Issue 41 / 22 October 2012

WE don’t need a list of 50 references to tell us that the health of our Aboriginal and Torres Strait Islander peoples is a blight on Australia’s reputation as a resource-rich nation with a first-rate health system.

The problem of poor Indigenous health outcomes cannot be blamed solely on our health system — geographical, cultural, legal, educational, economic and other social determinants all play a role.

However, as participants within Australia’s health sector, health professionals have a duty to reflect on how matters can be improved.

A good way to approach this is to contemplate a time when we or one of our loved ones has been sick. Even as doctors — replete with knowledge of “the system” and our networks of colleagues — it can take considerable time, phone calls and paperwork to get things done where we want, how we want and when we want.

GPs know better than anyone else that the role of the doctor is becoming less of diagnostician/curer and more of a manager/coordinator/facilitator. It is now just as important to learn about how the health system works as it is about the diseases themselves.

Now, put yourselves in the shoes of the vast majority of Indigenous patients in Australia. Not only would you be confronted with the maze of the health system, but often also with a lack of money, transport, education and experience to deal with being sick in Australia.

Those of us who work in rural and remote areas are confronted with this not just daily, but many times per day.

The result is that many Indigenous patients simply do not access our health system and all it has to offer. When contact is made, it is often sporadic with little or no continuity — often scripts are not filled, referrals are not followed up, children are not vaccinated, etc.

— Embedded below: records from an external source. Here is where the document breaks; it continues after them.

PR #2707, opened 2022-06-27
refactor: pipeline for MacOS to use a Makefile instead

v1v:
## What does this PR do?

Simplify the CI pipeline by using a Make goal to run the tests with the different environment variables

## Why is it important?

In 2008, the Australian Government endorsed the Closing the Gap (CTG) initiatives. Among the programs and schemes introduced, referrals to allied health services are now much easier and many Indigenous patients now get Pharmaceutical Benefits Scheme (PBS) prescriptions free or significantly cheaper.

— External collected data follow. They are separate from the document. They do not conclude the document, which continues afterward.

PR #2811, opened 2022-07-19
feat(ci): support passing a commit SHA to run the MacOS tests

mdelapenya:
## What does this PR do?
It adds two input parameters to the Mac pipeline:

- GITHUB_CHECK_REPO: name of the repository where to look up the SHA. Default is the elastic-agent, and this should not be changed unless used by an upstream caller like Beats
- GITHUB_CHECK_SHA1: SHA of the commit in the above repo. The artifacts for the SHA must have been produced by the packaging job, therefore they live in a GCP bucket

If present, the e2e code will use them to download the artifacts for that commit, using them in the execution

## Why is it important?
To allow debug a Mac build

## Checklist

### DIFF
--- a/.ci/e2eTestingMacosDaily.groovy
+++ b/.ci/e2eTestingMacosDaily.groovy
@@ -37,7 +37,7 @@ pipeline {
     string(name: 'ELASTIC_AGENT_VERSION', defaultValue: '8.4.0-SNAPSHOT', description: 'SemVer version of the Elastic Agent to be used for the tests. You can use here the tag of your PR to test your changes')
     string(name: 'ELASTIC_STACK_VERSION', defaultValue: '8.4.0-SNAPSHOT', description: 'SemVer version of the stack to be used for the tests.')
     string(name: 'BEAT_VERSION', defaultValue: '8.4.0-SNAPSHOT', description: 'SemVer version of the Beat to be used for the tests. You can use here the tag of your PR to test your changes')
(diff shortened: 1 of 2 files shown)


.ci/e2eTestingMacosDaily.groovy
```diff
@@ -35,6 +37,8 @@ pipeline {
     string(name: 'ELASTIC_AGENT_VERSION', defaultValue: '8.4.0-SNAPSHOT', description: 'SemVer version of the Elastic Agent to be used for the tests. You can use here the tag of your PR to test your changes')
     string(name: 'ELASTIC_STACK_VERSION', defaultValue: '8.4.0-SNAPSHOT', description: 'SemVer version of the stack to be used for the tests.')
     string(name: 'BEAT_VERSION', defaultValue: '8.4.0-SNAPSHOT', description: 'SemVer version of the Beat to be used for the tests. You can use here the tag of your PR to test your changes')
+    string(name: 'GITHUB_CHECK_REPO', defaultValue: 'elastic-agent', description: 'Name of the GitHub repo to be updated. Only modified if this build is triggered from another parent stream (i.e. Beats).')
```
v1v, line 40: What's the reason for using a default value?

```suggestion
    string(name: 'GITHUB_CHECK_REPO', defaultValue: '', description: 'Name of the GitHub repo to be updated. Only modified if this build is triggered from another parent stream (i.e. Beats).')
```

mdelapenya: It could be empty too, to be honest. We use the agent repo by default to be meaningful to the agent repo, but it would be totally OK as an empty string

v1v: It might mislead, so I'd say to keep it empty

kuisathaverat (approved):

PR #2842, opened 2022-07-25
chore: deprecate the usage of BEATS_LOCAL_PATH

mdelapenya:
## What does this PR do?
This PR deprecates the usage of `BEATS_LOCAL_PATH`, removing it from the docs, removing the code branches that evaluated it, updating the unit tests that consumed it, and raising an error if used in the tests.

## Why is it important?
When we added support for running the tests on the AWS instances, we unconsciously dropped this support: we are not uploading the local binaries from that local path to the AWS instance in charge of running the tests.

## Checklist

## Author's Checklist

- [ ] we could keep this feature simply adding a `build/distributions` dir in the project that would upload the local binaries in the case they exist. But this needs a manual intervention from the user to copy the artifacts to that location first, in a well-known structure. This way we could keep the behaviour. But to be honest, I'm pretty sure nobody is using it :shrugh:


kuisathaverat (approved):

pkg/downloads/versions_test.go
```diff
@@ -396,125 +394,114 @@ func TestFetchBeatsBinaryFromLocalPath(t *testing.T) {
 		BeatsLocalPath = beatsDir
 
 		artifactName := versionPrefix + "-x86_64.rpm"
-		expectedFilePath := path.Join(distributionsDir, artifactName)
 
 		downloadedFilePath, err := FetchBeatsBinary(ctx, artifactName, artifact, version, utils.TimeoutFactor, true, "", false)
-		assert.Nil(t, err)
-		assert.Equal(t, downloadedFilePath, expectedFilePath)
+		assert.NotNil(t, err)
```
mdelapenya, line 399: Let's remove the tests once the variable is entirely removed

PR #2850, opened 2022-07-26
chore: decouple responsibilities for fleet test suite code

mdelapenya:
## What does this PR do?
This PR tries to decouple the logic that existed under the fleet.go file into smaller files, each one with its own resposibility.

For that, we have created Go files related to each feature file, so the methods that existed in the old and huge fleet.go file, are now spread on different, single-responsibilty Go files, specialized by the feature file that uses it.

We are following these rules:
- test files (i.e. fleet_test.go) are those that actually execute the tests, therefore any method related to the life cycle of the test execution should live there (i.e. befores/afters), including the mandatory TestMain method, the entrypoint of the test execution.
- non test files (i.e. fleet.go, elastic_agent_checks.go, upgrades.go, etc) contains logic for its specialized tasks. They still can be consumed by other files (they live in the same package)

During this big refactor, we are:

- removing the old IngestManagerTestSuite struct, which was an useless indirection layer to access the FleetTestSuite struct. All occurrences and methods have been updated to use the Fleet struct
- simplifying a few methods in the fleet struct, as they simply called another method. We have joined them in those cases.
- fixing a cosmetical issue with the name of the test suite at Godog's APIs: it was hardcoded to `godogs` and now they match with the real test suite

## Why is it important?
Simplicity, readability, maintainability... all the `ilities` that you can imagine when talking about maintaining a software project. Small files means small processing code chunks, faster search of specific functionality and less code to remember when working on the project.

Hopefully this PR helps in that direction

## Checklist

## Author's Checklist

- [ ]


mdelapenya:
cc/ @dikshachauhan-qasource

PR #2858, opened 2022-07-27
chore: simplify process action package

mdelapenya:
- chore: move action package into the process package
- chore: do not expose action struct and methods

## What does this PR do?
It moves everything into the `internal/action` package to the the `internal/process`, converting all its exposed methods, structs and contants into private.

## Why is it important?
Simplify the code, and hide the implementation details of checking a process state, exposing only one public method for that.

## Checklist


cachedout:
@pazone Perhaps it would be good to review this in a screen sharing session with Manu as a part of helping with the transition?

internal/process/processes.go
```diff
@@ -120,7 +120,7 @@ func CheckState(ctx context.Context, deployer deploy.Deployment, service deploy.
 }
 
 // Run executes the command
-func (a *actionWaitProcess) Run(ctx context.Context) (string, error) {
+func (a *actionWait) Run(ctx context.Context) (string, error) {
```
pazone, line 123: I'm not an expert at go but we could also make `run` function private :)

internal/process/processes.go
```diff
@@ -59,3 +118,288 @@ func CheckState(ctx context.Context, deployer deploy.Deployment, service deploy.
 
 	return nil
 }
+
+// Run executes the command
+func (a *actionWait) Run(ctx context.Context) (string, error) {
```
pazone, line 123:
```suggestion
func (a *actionWait) run(ctx context.Context) (string, error) {
```

pazone (approved):

internal/process/processes.go
mdelapenya: I'm checking the code, and there is an interface in the deploy package, `ServiceOperation`, that exposes a `Run` method. Therefore, this method should be kept public to match the interface.

Issue #541, opened 2020-12-15
[Fleet] Add a test for passing in api token to Docker container


EricDavisX:
this is apparently not covered in what we have, as it has been broken in 7.10 line for some time.  

More details here:
https://github.com/elastic/beats/pull/23155

I don't fully understand the use case, but we can fill out the ticket here and then implement the test for it.

ruflin:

Now prescriptions for sick children are much more likely to be filled by mothers who no longer have to wait for “pay day” (pension day). In my practice, the positive effect of the PBS incentive alone has been dramatic.

But as successful as it has been, there is so much more to do …

To register for CTG incentives, there is still a mountain of paperwork for the patient and the practice. There is a requirement to re-register annually. There is still no dental component to the scheme.

As with many other such schemes, the CTG highlights the awkward disconnect between our state-run hospitals and Medicare. For example, a script written in hospital is not eligible for a CTG annotation, so an Aboriginal patient given a script for antibiotics following an admission for pneumonia cannot get the cheaper rate with the hospital discharge script.

A better way forward would be a system that allows unrestricted access to the full range of services available in our health system.

My experience in treating many Indigenous patients over the years has taught me that unrestricted access to all levels of our system would, in fact, save time and money, as well as achieve better outcomes.

If we gave Indigenous patients a special Medicare card — similar to a Department of Veterans’ Affairs Gold Card — this would allow cheaper scripts, full allied health care, an increased range of dental, eye and nursing services, transport assistance, and access to private hospital facilities.

Some would argue that this singles out one group in our society when so many others are also needy. This is valid, but we cannot escape the fact that we need to make a start and that this group is very much in need.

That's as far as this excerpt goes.